***** Data supplied
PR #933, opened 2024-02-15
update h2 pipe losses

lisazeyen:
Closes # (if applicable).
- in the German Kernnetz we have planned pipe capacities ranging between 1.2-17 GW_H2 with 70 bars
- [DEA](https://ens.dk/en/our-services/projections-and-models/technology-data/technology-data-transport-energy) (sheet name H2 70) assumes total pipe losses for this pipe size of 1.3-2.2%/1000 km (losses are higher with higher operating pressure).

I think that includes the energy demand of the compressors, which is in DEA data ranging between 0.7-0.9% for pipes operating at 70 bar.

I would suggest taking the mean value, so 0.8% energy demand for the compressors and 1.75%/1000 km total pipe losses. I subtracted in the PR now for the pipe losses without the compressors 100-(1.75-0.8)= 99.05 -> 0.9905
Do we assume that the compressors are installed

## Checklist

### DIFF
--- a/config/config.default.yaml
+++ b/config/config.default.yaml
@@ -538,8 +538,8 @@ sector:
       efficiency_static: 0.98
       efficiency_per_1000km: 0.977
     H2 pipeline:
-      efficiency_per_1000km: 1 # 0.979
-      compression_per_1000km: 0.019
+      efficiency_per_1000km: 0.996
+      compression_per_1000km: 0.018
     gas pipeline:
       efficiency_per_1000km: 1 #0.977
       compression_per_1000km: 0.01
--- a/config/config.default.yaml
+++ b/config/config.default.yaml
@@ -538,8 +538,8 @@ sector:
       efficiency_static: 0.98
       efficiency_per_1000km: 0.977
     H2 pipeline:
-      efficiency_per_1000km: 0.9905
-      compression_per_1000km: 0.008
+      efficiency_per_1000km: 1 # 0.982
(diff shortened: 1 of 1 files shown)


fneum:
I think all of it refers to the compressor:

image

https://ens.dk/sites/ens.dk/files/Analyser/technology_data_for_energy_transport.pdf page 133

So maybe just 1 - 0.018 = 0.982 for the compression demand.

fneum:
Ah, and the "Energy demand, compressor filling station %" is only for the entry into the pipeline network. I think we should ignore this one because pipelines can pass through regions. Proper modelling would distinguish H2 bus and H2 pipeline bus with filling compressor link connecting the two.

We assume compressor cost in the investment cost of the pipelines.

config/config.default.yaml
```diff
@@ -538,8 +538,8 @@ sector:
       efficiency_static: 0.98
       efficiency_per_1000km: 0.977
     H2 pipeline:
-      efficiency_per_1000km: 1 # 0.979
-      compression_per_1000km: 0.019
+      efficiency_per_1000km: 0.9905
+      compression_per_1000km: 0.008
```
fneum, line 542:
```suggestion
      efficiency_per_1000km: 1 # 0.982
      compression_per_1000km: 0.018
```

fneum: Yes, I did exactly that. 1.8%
**********
Which lines in the listing have the string "files"? Pick them out and copy them.

(diff shortened: 1 of 1 files shown)
https://ens.dk/sites/ens.dk/files/Analyser/technology_data_for_energy_transport.pdf page 133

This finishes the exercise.